The Judge is refusing the sovcit nonsense. Rodney should really be preparing for a real defense.

Has the Second Battle of Athens Begun?

Despite no police report or any evidence, Fitzpatrick was convicted of “aggravated perjury” and “extortion” unanimously by 12 ignorant and possibly intimidated jurors whose names are here.


Let’s set the record straight here, so that people understand the full facts. The victim, Mr Cunningham reported Walt’s behavior to the Courts and the Attorney General and preserved the evidence. The Attorney General decided to investigate the concerns and the investigator met with Cunningham, who provided him with all the evidence and the Attorney General decided to present the evidence to a Grand Jury who indicted Fitzpatrick on four counts.

In pre-trial arguments, one indictment, stalking, was dropped by the Judge and three were allowed to go to trial. At the beginning of the trial, 12 randomly selected people were chosen to be on the Jury and to claim that these people are ‘ignorant’ makes a mockery of our Fifth Amendment Right to Trial by Jury and is an insult to the people of Tennessee and McMinn County.

Worse, the accusation is that these jurors were possibly intimidated, even though there exists no evidence and no evidence has been presented to show any such intimidation. In fact, the Jury decided against the harassment charge and found Walt “not guilty’ on that count. The Jury, having seen all the evidence, and heard all the testimony, did decide to find Walt guilty on two counts, extortion and aggravated perjury.

The evidence that was introduced during the trial includes Walts submissions to the Grand Jury, his petitions for a motion for a protective order, and likely Walt’s writings sent to the Supreme Court and the Office of Professional Accountability, in which Walt appears to have asked them to disbar and/or punish Cunningham for ‘crimes’.

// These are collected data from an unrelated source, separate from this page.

PR #2493, opened 2026-08-22
fix(client,a2a-middleware): surface malformed JSON as a stream error

### LINKED ISSUE #2444: [BUG]: Uncaught `JSON.parse` in the legacy converter and the A2A middleware
# Uncaught `JSON.parse` in the legacy converter and the A2A middleware

Affected: `legacy/convert.ts:433`; `middlewares/a2a-middleware/src/index.ts:162` and `:205`
CWE: CWE-248 (Uncaught Exception)

## Summary

Malformed JSON produced by a misbehaving server reaches `JSON.parse` inside processing pipelines without a try/catch:

- `legacy/convert.ts:433` — parse failure kills the stream outright.
- `a2a-middleware/src/index.ts:162, 205` — the resulting promises have no `.catch`, leaving unhandled rejections and a stalled stream.

## Impact

Stream termination or unhandled promise rejection triggered by malformed server output. Availability only.

## Suggested remediation

Wrap parses in try/catch that surface a `RUN_ERROR` event, and attach `.catch` handlers to all parsing promises in the middleware.

NathanTarbert:
Fixes #2444

Two `JSON.parse` calls sit on paths that carry server-supplied data. This guards both and makes the failure land on the stream as an error the caller can see.

Thanks @ez-lbz for the report. Pointing at both sites in one issue was useful, because the second one fails in a different and worse way than the first.

## What was happening

`sdks/typescript/packages/client/src/legacy/convert.ts` parsed `toolCall.function.arguments` unguarded. `convertMessagesToLegacyFormat` runs from the `RUN_FINISHED` branch of the `mergeMap`, so malformed arguments killed the observable with a bare `SyntaxError` and no legacy `RunError`.

`middlewares/a2a-middleware/src/index.ts` parsed unguarded too, and its `Promise.all(callProms).then(...)` had no `.catch`. That gives two hang paths: the parse throwing synchronously inside the `.map` callback and escaping the `subscribe` handler, or `sendMessageToA2AAgent` rejecting. Either one leaves the stream with no terminal event at all. Both reproduce as a 2-second timeout plus an unhandled rejection.

## The change

In `convert.ts`, the parse is guarded and rethrown with the tool call id and name attached; the `RUN_FINISHED` branch catches it and emits a `LegacyRunError` on the stream, matching the shape the existing `EventType.RUN_ERROR` case already emits. The error surfaces rather than being swallowed.

In the a2a middleware, the parse is guarded, the two in-`map` throws become `Promise.reject` so they flow through the chain, and a `failRun` handler clears pending calls, flushes pending text messages, emits `RUN_ERROR` and then errors the observer. It is wired as `.catch(failRun)` on the `Promise.all` chain.

Worth noting alongside #2354: that PR makes an unterminated stream throw client-side, and this makes the a2a failure path terminate properly, so the two move in the same direction.

## Tests

`sdks/typescript/packages/client/src/legacy/__tests__/convert.malformed-tool-args.test.ts` (2) and `middlewares/a2a-middleware/src/a2a-middleware.error-handling.test.ts` (2). The a2a package had no tests before this; the new file uses the existing `vitest.config.ts` unchanged.

Client 553 → 555 passed across 60 files. a2a-middleware 0 → 2 passed. vitest 4.0.18, rxjs 7.8.1, `pnpm install --frozen-lockfile`.

Mutation-checked: restoring the unguarded parse in `convertMessagesToLegacyFormat` fails both convert tests; removing only the stream-level `RunError` guard fails exactly the stream test; restoring the unguarded a2a parse fails with the 2s hang; removing `.catch(failRun)` fails both a2a tests with the 2s hang.

## Checklist

- [x] Fix makes it pass
- [x] Build succeeds


contextablemark (changes requested):
Thanks for tightening these failure paths. The legacy converter change and the two covered A2A cases look good, but there is one remaining blocking hole in the A2A error boundary.

`callProms` is created by a synchronous `.map(...)`, and `.catch(failRun)` is only attached after that map completes. If server-supplied arguments are syntactically valid JSON but not an object—for example, `"null"`—`JSON.parse` succeeds and `parsed.agentName` throws synchronously. That throw escapes before `Promise.all` exists, leaving the outer stream hanging and producing an unhandled `TypeError`: the same availability failure this PR is intended to eliminate.

I reproduced this by adding a case with `assistantMessageWithArgs("null")`. The stream timed out after 250 ms, and Vitest reported `Cannot read properties of null (reading 'agentName')` at `src/index.ts:190`.

Suggested change: put the entire per-call body inside the promise boundary—for example, make the `.map` callback `async`—and validate that the parsed arguments are a non-null object with the expected fields. Throw a descriptive error for an invalid shape, then add the `"null"` case to the A2A regression tests so `failRun` is proven to receive both syntax and shape failures.

For context, the PR's existing tests, builds, typechecks, lint, and formatting checks are green. This request is limited to closing that remaining synchronous escape hatch.

NathanTarbert:
Hey @contextablemark,

You were right, and the repro was exact. My new test failed on the same line and the same message you got, `Cannot read properties of null (reading 'agentName')` at `src/index.ts:190`, before I changed anything.

The `.map` callback is `async` now, so the whole body is inside the promise boundary and every failure in it lands on the `.catch(failRun)` that already exists. Parsed arguments are then checked for being a non-null, non-array object, with `agentName` and `task` each validated before use.

Two things worth flagging on top of what you asked for.

`tsc` rejected the patch once `parsed` stopped being `any`. `task` flows into `sendMessageToA2AAgent(agentName: string, args: string)`, so a non-string task was previously accepted by the compiler and sent as the message body for the agent to make sense of. That is now a described error rather than a shape the sender has to tolerate.

And the shape check on its own left both field guards untested, so I added cases for them. Being straight about the overlap: with the shape check removed, only the `null` case actually breaks. An array, a number and a string fall through to the `agentName` guard and still produce a RUN_ERROR. Two guards, one observable failure between them on those inputs.

Eleven cases now, and each guard mutation-tested: reverting `async` fails eight of them, dropping the shape check fails the `null` case, dropping the `agentName` and `task` checks fail three and two respectively.

a2a 11/11, the client package 730 across 67 files, `tsc --noEmit` clean, prettier clean on both files I touched. The branch was 154 commits behind so I merged current `main` in first.

One thing I left alone: `middlewares/a2a-middleware/src/utils.ts` is already prettier-dirty on the branch. I confirmed that by stashing rather than reformatting a file this change has nothing to do with.

contextablemark (approved):
Rechecked at `8f725e3`. The original blocking case is resolved: the per-call callback is now inside the promise boundary, non-object and invalid-field shapes fail descriptively, and the `"null"` regression is covered.

I reran the affected packages from this head: A2A 11/11 and client 730/730 passed; both typechecks, the client lint target, package builds, and changed-file formatting also passed. I found no further code issues.

Non-blocking: the PR body still describes the earlier `Promise.reject` implementation and says there are 2 A2A tests. Please refresh that summary before merge so it matches the final branch.

Issue #2256, opened 2026-07-28
sdks/community/rust has no code owner and open Rust PRs aren't moving


MikeSchirtzinger:
**the gap**

.github/CODEOWNERS names owners for sdks/community/java, /go, and /dart. there is no entry for sdks/community/rust.

CONTRIBUTING.md describes the intended path: a community SDK contributor gets added as code owner so changes can move without core team sign-off. for rust that step never happened after the SDK landed in #243.

**what that is causing**

as of today:

- #1407, open since April 1, 0 comments
- #2196, open 13 days, 0 reviews
- #2208, open 10 days, 0 reviews
- #972 (mine), open since January, 0 reviews

the last commit to sdks/community/rust was CI maintenance on July 11. the last substantive change before that was December 2025.

**why it compounds**

the rust SDK is a hand-maintained port of the TypeScript Zod schemas with no mechanical link between them, so drift is silent by default. ag-ui-core was 9 event types behind the spec. that surfaced because a contributor hit it while building against the SDK, not because anything in CI flagged it. with no reviewer the port falls further behind each release, and the gap gets more expensive to close.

Mr Cunningham and others had properly informed Walt that his submissions contained elements which were at odds with the facts and therefor could open up Walt to perjury charges, and that Walt’s attempts to remove Mr Cunningham as the foreperson of the Grand Jury could be interpreted as extortion under the Tennessee Statutes. Instead of heeding the advice, Walt decided to file motions for protective orders and other complaints, all of which would have impeded the foreperson from effectively doing his job.

Walt was also advised that his true recourse was to be found in the Courts, where he could challenge the Foreperson’s decision to no longer accept Walt’s repetitive complaints, which had been more than once been rejected by the Grand Jury. Under Tennessee law such findings are final…

So before one goes off accusing juror members of being ignorant or intimidated, it may be helpful to first look at the facts and evidence and then make a case. Until then, such claims sound like those made by sore losers who, rather than argue the facts, attack the person. In common parlance this is known as the ‘ad hominem’ fallacy.


Fitzpatrick and the Grand Jury that indicted him

During the motion hearing in June, the defense raised the issue that since the jurors who indicted Fitzpatrick in March, were told in January about his involvements in a Monroe County incident, that there may have been prejudice.

It is unclear to me if counsel raised the issue in a timely and proper fashion however.

Under the criminal procedure in this state, objection to the venire or the indictment is deemed waived unless raised in apt time by motion or plea in abatement.

In State ex rel. Lawrence v. Henderson, Tenn.Cr.App., 433 S.W.2d 96, 101, this court said:

“If the defendant does not object by motion or plea in abatement, to the venire or to the jurors summoned under it, before he pleads to the indictment, an objection thereafter is too late.”

Source: State ex rel. Henderson v. Russell, 459 SW 2d 176 – Tenn: Court of Criminal Appeals 1970

On a personal note, I believe that the Judge should have appointed a different Grand Jury to deal with the issue since the appearance of bias should be avoided at all cost.